● **What you have to do**:
Nothing in the records may be left out; restate them word for word.

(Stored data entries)

--

Issue #335, opened 2017-03-29
Revamp ByteString, DOMString, and USVString


annevk:
I think the goal should be to map these to

* byte sequence
* JavaScript string
* scalar value string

--

● **Answer to this exercise**:
Issue #335, opened 2017-03-29
Revamp ByteString, DOMString, and USVString


annevk:
I think the goal should be to map these to

* byte sequence
* JavaScript string
* scalar value string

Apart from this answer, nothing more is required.